Segment Open

PR #359, opened 2021-08-16
TP-882 Selective Taric Xml Parser

kintisheff:
NB: This ticket is part of the [CC Importer epic](https://uktrade.atlassian.net/browse/TP-911). The design approach was agreed as part of [TP-858](https://uktrade.atlassian.net/browse/TP-858)

Changes:
1. Prerequisites and Foundational:
- turn `importer.namespace.Tag` into a dataclass and consolidate `RegexTag` into it (all diffs outside `importer` in this PR are simply adapting instantiation calls to Tag to the new dataclass form)
- load all `taric3.xsd` and `envelope.xsd` elements in a special dataclass - to provide a robust link with schema and address some prior DRY violations related to hardcoding, etc.
- extend `build_dependency_tree` to optionally work at the `subrecord_code` level (this is foundational for the next tickets in the epic and may need more tweaks subsequently)
2. Ticket Functionality related:
- add support for transaction record filtering to `importer.chunker.chunk_taric` - this essentially includes plugging into this method a call to a new small filter method `filter_transaction_records`
- add a button on the `/importer/create` form to trigger selective xml parsing for the commodity records group in particular (note, this does not imply that this would be our ultimate design decision on this, we have [TP-805](https://uktrade.atlassian.net/browse/TP-805) in this epic for that)
3. Add test coverage, type annotations and docs to some existing adjacent code also

### DIFF
--- a/additional_codes/import_parsers.py
+++ b/additional_codes/import_parsers.py
@@ -72,7 +72,9 @@ class AdditionalCodeDescriptionPeriodParser(
 
     sid = TextElement(Tag(name="additional.code.description.period.sid"))
     described_additionalcode__sid = TextElement(Tag(name="additional.code.sid"))
-    described_additionalcode__type__sid = TextElement(Tag(name="additional.code.type.id"))
+    described_additionalcode__type__sid = TextElement(
+        Tag(name="additional.code.type.id"),
+    )
     described_additionalcode__code = TextElement(Tag(name="additional.code"))
     validity_start = ValidityStartMixin.validity_start
 
@@ -106,7 +108,9 @@ class AdditionalCodeDescriptionParser(Writable, ElementParser):
     sid = TextElement(Tag(name="additional.code.description.period.sid"))
     language_id = ConstantElement(Tag(name="language.id"), value="EN")
     described_additionalcode__sid = TextElement(Tag(name="additional.code.sid"))
-    described_additionalcode__type__sid = TextElement(Tag(name="additional.code.type.id"))
+    described_additionalcode__type__sid = TextElement(
+        Tag(name="additional.code.type.id"),
+    )
     described_additionalcode__code = TextElement(Tag(name="additional.code"))
     description = TextElement(Tag(name="description"))
 
--- a/additional_codes/import_parsers.py
+++ b/additional_codes/import_parsers.py
@@ -32,11 +32,11 @@ class AdditionalCodeParser(ValidityMixin, Writable, ElementParser):
     record_code = "245"
     subrecord_code = "00"
 
-    tag = Tag(name="additional.code")
+    tag = Tag("additional.code")
 
-    sid = IntElement(Tag(name="additional.code.sid"))
-    type__sid = TextElement(Tag(name="additional.code.type.id"))
-    code = TextElement(Tag(name="additional.code"))
+    sid = IntElement(Tag("additional.code.sid"))
+    type__sid = TextElement(Tag("additional.code.type.id"))
+    code = TextElement(Tag("additional.code"))
     valid_between_lower = ValidityMixin.valid_between_lower
     valid_between_upper = ValidityMixin.valid_between_upper
 
@@ -68,14 +68,14 @@ class AdditionalCodeDescriptionPeriodParser(
     record_code = "245"
     subrecord_code = "05"
 
-    tag = Tag(name="additional.code.description.period")
+    tag = Tag("additional.code.description.period")
 
-    sid = TextElement(Tag(name="additional.code.description.period.sid"))
-    described_additionalcode__sid = TextElement(Tag(name="additional.code.sid"))
+    sid = TextElement(Tag("additional.code.description.period.sid"))
+    described_additionalcode__sid = TextElement(Tag("additional.code.sid"))
     described_additionalcode__type__sid = TextElement(
-        Tag(name="additional.code.type.id"),
+        Tag("additional.code.type.id"),
     )
-    described_additionalcode__code = TextElement(Tag(name="additional.code"))
+    described_additionalcode__code = TextElement(Tag("additional.code"))
     validity_start = ValidityStartMixin.validity_start
 
 
@@ -103,16 +103,16 @@ class AdditionalCodeDescriptionParser(Writable, ElementParser):
     record_code = "245"
     subrecord_code = "10"
 
-    tag = Tag(name="additional.code.description")
+    tag = Tag("additional.code.description")
 
-    sid = TextElement(Tag(name="additional.code.description.period.sid"))
-    language_id = ConstantElement(Tag(name="language.id"), value="EN")
-    described_additionalcode__sid = TextElement(Tag(name="additional.code.sid"))
+    sid = TextElement(Tag("additional.code.description.period.sid"))
+    language_id = ConstantElement(Tag("language.id"), value="EN")
+    described_additionalcode__sid = TextElement(Tag("additional.code.sid"))
     described_additionalcode__type__sid = TextElement(
-        Tag(name="additional.code.type.id"),
+        Tag("additional.code.type.id"),
     )
-    described_additionalcode__code = TextElement(Tag(name="additional.code"))
-    description = TextElement(Tag(name="description"))
+    described_additionalcode__code = TextElement(Tag("additional.code"))
+    description = TextElement(Tag("description"))
 
 
 @RecordParser.register_child("additional_code_type")
@@ -138,12 +138,12 @@ class AdditionalCodeTypeParser(ValidityMixin, Writable, ElementParser):
     record_code = "120"
     subrecord_code = "00"
 
-    tag = Tag(name="additional.code.type")
+    tag = Tag("additional.code.type")
 
-    sid = TextElement(Tag(name="additional.code.type.id"))
+    sid = TextElement(Tag("additional.code.type.id"))
     valid_between_lower = ValidityMixin.valid_between_lower
     valid_between_upper = ValidityMixin.valid_between_upper
-    application_code = TextElement(Tag(name="application.code"))
+    application_code = TextElement(Tag("application.code"))
 
 
 @RecordParser.register_child("additional_code_type_description")
@@ -167,11 +167,11 @@ class AdditionalCodeTypeDescriptionParser(Writable, ElementParser):
     record_code = "120"
     subrecord_code = "05"
 
-    tag = Tag(name="additional.code.type.description")
+    tag = Tag("additional.code.type.description")
 
-    sid = TextElement(Tag(name="additional.code.type.id"))
-    language_id = ConstantElement(Tag(name="language.id"), value="EN")
-    description = TextElement(Tag(name="description"))
+    sid = TextElement(Tag("additional.code.type.id"))
+    language_id = ConstantElement(Tag("language.id"), value="EN")
+    description = TextElement(Tag("description"))
 
 
 @RecordParser.register_child("footnote_association_additional_code")
@@ -199,12 +199,12 @@ class FootnoteAssociationAdditionalCodeParser(ValidityMixin, Writable, ElementPa
     record_code = "245"
     subrecord_code = "15"
 
-    tag = Tag(name="footnote.association.additional.code")
+    tag = Tag("footnote.association.additional.code")
 
-    additional_code__sid = TextElement(Tag(name="additional.code.sid"))
-    associated_footnote__footnote_type__sid = TextElement(Tag(name="footnote.type.id"))
-    associated_footnote__footnote_id = TextElement(Tag(name="footnote.id"))
+    additional_code__sid = TextElement(Tag("additional.code.sid"))
+    associated_footnote__footnote_type__sid = TextElement(Tag("footnote.type.id"))
+    associated_footnote__footnote_id = TextElement(Tag("footnote.id"))
     valid_between_lower = ValidityMixin.valid_between_lower
     valid_between_upper = ValidityMixin.valid_between_upper
-    additional_code__type__sid = TextElement(Tag(name="additional.code.type.id"))
-    additional_code__code = TextElement(Tag(name="additional.code"))
+    additional_code__type__sid = TextElement(Tag("additional.code.type.id"))
+    additional_code__code = TextElement(Tag("additional.code"))
--- a/additional_codes/import_parsers.py
+++ b/additional_codes/import_parsers.py
@@ -32,11 +32,11 @@ class AdditionalCodeParser(ValidityMixin, Writable, ElementParser):
     record_code = "245"
     subrecord_code = "00"
 
-    tag = Tag("additional.code")
+    tag = Tag(name="additional.code")
 
-    sid = IntElement(Tag("additional.code.sid"))
-    type__sid = TextElement(Tag("additional.code.type.id"))
-    code = TextElement(Tag("additional.code"))
+    sid = IntElement(Tag(name="additional.code.sid"))
+    type__sid = TextElement(Tag(name="additional.code.type.id"))
+    code = TextElement(Tag(name="additional.code"))
     valid_between_lower = ValidityMixin.valid_between_lower
     valid_between_upper = ValidityMixin.valid_between_upper
 
@@ -68,12 +68,12 @@ class AdditionalCodeDescriptionPeriodParser(
     record_code = "245"
     subrecord_code = "05"
 
-    tag = Tag("additional.code.description.period")
+    tag = Tag(name="additional.code.description.period")
 
-    sid = TextElement(Tag("additional.code.description.period.sid"))
-    described_additionalcode__sid = TextElement(Tag("additional.code.sid"))
-    described_additionalcode__type__sid = TextElement(Tag("additional.code.type.id"))
-    described_additionalcode__code = TextElement(Tag("additional.code"))
+    sid = TextElement(Tag(name="additional.code.description.period.sid"))
+    described_additionalcode__sid = TextElement(Tag(name="additional.code.sid"))
+    described_additionalcode__type__sid = TextElement(Tag(name="additional.code.type.id"))
+    described_additionalcode__code = TextElement(Tag(name="additional.code"))
     validity_start = ValidityStartMixin.validity_start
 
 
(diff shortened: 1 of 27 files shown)


importer/namespaces.py
```diff
@@ -1,39 +1,136 @@
...
+PATH_ASSETS = os.path.join(settings.BASE_DIR, "common", "assets")
+PATH_XSD_ENVELOPE = os.path.join(PATH_ASSETS, "envelope.xsd")
+PATH_XSD_TARIC = os.path.join(PATH_ASSETS, "taric3.xsd")
 
+xsd_schema_paths: Dict[str, str] = (
+    ("env", PATH_XSD_ENVELOPE),
+    ("oub", PATH_XSD_TARIC)
+)
+
+TARIC_RECORD_GROUPS: Dict[str, Sequence[str]] = dict(
```
stuaxo, line 28: This needs a docstring to explain its purpose.

importer/namespaces.py
```diff
@@ -1,39 +1,136 @@
...
+    commodities = (
+        "40000", "40005", "40010", "40015",
+        "40020", "40025", "40035", "40040"
+    )
```
stuaxo, line 32: Could do with a comment to explain what these commodities are  / why they are here.

importer/namespaces.py
```diff
@@ -1,39 +1,136 @@
...
+
+        if isinstance(tag, Tag):
+            tag_qualified_name = tag.qualified_name
+        else:
+            tag_qualified_name = tag
+
+        if is_pattern is True:
+            return self.pattern.match(tag_qualified_name)
+        else:
+            return self.qualified_name == tag_qualified_name
```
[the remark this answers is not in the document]
kintisheff: well spotted :)

importer/utils.py
```diff
@@ -81,17 +84,45 @@ def build_dependency_tree() -> Dict[str, Set[str]]:
...
-        if subclass.record_code not in dependency_map:
-            dependency_map[subclass.record_code] = set()
-        for _, relation in subclass.get_relations():
-            if (
-                relation.record_code != subclass.record_code
-                and relation.record_code in record_codes
-            ):
-                dependency_map[subclass.record_code].add(relation.record_code)
+        if subclass.__name__[:4] == "Test":
+            continue
```
simonwo, line 114: This looks a little brittle… what's it all about?

importer/tests/conftest.py
```diff
@@ -142,3 +148,65 @@ def batch_dependency() -> models.BatchDependencies:
...
+                        <oub:record.code>430</oub:record.code>
+                        <oub:subrecord.code>00</oub:subrecord.code>
+                        <oub:record.sequence.number>1</oub:record.sequence.number>
+                        <oub:update.type>3</oub:update.type>
+                        <oub:measure></oub:measure>
+                    </oub:record>
+                </oub:transmission>
+            </env:app.message>
+        </env:transaction>
+    </env:envelope>""".encode()
```
simonwo, line 181: In other tests of the importer we have tended to generate XML on demand using e.g. the `get_taric_xml` fixture. Would that be appropriate here? I realise that it's somewhat marking one's own homework, but we have tests in other places that check that the XML we output is correct and means we don't have to keep blobs of XML around.

importer/chunker.py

Segment Closed

Return every line in the listing that contains the word "AdditionalCodeDescriptionPeriodParser".

@@ -72,7 +72,9 @@ class AdditionalCodeDescriptionPeriodParser(
@@ -68,14 +68,14 @@ class AdditionalCodeDescriptionPeriodParser(
@@ -68,12 +68,12 @@ class AdditionalCodeDescriptionPeriodParser(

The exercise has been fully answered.